Task data |

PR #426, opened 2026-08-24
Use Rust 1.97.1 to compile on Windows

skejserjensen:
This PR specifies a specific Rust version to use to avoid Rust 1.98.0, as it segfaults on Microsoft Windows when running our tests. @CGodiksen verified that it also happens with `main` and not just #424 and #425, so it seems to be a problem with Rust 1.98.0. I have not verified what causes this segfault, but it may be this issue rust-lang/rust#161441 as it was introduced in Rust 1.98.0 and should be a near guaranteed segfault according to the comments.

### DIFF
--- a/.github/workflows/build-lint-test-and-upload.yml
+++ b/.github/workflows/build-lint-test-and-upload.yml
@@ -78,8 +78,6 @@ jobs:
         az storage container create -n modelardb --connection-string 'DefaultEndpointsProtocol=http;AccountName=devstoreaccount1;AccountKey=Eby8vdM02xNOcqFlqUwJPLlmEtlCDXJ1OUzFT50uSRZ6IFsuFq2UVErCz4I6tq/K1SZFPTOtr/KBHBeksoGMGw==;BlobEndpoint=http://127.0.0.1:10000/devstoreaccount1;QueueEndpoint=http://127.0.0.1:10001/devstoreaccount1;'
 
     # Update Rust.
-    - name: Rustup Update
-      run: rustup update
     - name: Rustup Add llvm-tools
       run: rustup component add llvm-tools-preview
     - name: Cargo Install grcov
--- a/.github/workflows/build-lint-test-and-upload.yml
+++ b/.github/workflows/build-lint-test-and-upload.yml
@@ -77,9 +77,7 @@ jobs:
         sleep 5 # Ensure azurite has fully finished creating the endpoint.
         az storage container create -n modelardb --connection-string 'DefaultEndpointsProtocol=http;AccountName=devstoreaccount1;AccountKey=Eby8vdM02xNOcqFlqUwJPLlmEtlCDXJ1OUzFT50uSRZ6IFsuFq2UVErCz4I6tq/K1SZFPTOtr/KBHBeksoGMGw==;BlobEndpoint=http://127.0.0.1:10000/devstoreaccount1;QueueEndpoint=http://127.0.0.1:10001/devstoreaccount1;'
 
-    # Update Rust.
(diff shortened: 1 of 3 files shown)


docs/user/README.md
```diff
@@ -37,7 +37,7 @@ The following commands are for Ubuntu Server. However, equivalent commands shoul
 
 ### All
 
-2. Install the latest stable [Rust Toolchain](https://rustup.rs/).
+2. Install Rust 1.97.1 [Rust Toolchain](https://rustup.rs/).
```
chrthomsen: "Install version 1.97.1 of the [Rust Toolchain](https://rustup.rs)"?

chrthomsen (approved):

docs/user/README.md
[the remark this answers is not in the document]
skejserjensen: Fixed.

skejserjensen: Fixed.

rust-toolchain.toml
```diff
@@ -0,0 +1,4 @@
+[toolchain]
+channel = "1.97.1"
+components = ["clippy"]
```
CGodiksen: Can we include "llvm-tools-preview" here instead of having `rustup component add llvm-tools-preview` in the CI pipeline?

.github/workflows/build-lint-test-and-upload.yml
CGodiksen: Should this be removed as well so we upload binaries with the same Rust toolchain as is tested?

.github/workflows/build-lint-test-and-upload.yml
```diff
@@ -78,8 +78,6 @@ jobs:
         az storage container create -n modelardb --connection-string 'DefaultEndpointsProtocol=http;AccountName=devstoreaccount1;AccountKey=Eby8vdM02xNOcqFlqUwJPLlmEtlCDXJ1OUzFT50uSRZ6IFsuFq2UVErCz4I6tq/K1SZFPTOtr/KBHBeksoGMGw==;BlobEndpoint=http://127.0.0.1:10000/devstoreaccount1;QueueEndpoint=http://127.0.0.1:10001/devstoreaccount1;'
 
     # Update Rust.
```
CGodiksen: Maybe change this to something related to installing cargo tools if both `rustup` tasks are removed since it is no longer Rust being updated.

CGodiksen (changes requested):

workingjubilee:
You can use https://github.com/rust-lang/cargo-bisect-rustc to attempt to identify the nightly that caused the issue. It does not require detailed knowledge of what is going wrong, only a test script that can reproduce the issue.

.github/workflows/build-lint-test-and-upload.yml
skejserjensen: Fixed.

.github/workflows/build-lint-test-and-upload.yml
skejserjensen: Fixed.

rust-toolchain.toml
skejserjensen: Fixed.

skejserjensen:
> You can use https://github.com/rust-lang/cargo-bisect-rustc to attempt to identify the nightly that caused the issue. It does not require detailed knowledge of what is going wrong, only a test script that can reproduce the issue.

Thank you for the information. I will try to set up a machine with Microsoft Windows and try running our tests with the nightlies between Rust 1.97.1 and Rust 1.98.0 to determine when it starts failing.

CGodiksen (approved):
---
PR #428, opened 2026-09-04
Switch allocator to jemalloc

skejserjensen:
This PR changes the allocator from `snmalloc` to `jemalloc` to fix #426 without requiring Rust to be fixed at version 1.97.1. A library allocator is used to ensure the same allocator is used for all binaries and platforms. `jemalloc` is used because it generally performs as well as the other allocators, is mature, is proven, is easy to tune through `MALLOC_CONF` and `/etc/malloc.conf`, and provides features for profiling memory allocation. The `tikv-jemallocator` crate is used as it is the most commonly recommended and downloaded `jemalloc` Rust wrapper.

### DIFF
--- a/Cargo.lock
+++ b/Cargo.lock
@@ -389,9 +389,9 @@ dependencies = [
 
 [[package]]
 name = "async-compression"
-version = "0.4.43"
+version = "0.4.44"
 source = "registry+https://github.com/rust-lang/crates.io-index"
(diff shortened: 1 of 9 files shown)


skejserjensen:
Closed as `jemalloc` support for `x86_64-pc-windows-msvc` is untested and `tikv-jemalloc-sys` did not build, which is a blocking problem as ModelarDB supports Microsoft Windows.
==
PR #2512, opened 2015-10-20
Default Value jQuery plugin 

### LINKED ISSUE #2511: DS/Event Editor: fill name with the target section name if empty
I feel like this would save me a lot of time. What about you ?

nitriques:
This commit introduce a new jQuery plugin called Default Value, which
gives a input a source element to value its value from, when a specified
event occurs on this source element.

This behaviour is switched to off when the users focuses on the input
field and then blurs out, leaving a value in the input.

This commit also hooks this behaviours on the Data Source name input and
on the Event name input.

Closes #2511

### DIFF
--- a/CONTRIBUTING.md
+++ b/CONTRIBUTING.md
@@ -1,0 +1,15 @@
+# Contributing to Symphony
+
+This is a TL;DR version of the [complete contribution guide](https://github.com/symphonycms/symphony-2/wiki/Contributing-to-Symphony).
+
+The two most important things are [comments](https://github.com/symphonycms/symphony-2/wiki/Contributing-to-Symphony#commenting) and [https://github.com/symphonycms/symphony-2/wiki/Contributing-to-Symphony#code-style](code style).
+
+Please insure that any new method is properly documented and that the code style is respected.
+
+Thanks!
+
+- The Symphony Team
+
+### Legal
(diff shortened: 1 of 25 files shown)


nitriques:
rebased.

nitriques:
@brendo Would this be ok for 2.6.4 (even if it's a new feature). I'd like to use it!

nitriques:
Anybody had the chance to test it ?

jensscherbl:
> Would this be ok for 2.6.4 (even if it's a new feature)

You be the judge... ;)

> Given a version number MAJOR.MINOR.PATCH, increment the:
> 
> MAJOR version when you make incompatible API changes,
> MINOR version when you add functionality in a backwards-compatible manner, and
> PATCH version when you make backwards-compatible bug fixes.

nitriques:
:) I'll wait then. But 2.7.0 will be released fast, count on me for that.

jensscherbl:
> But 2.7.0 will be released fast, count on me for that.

What the task asks | Only a number is wanted. Count the lines of the data that contain "element".

Answer area | 2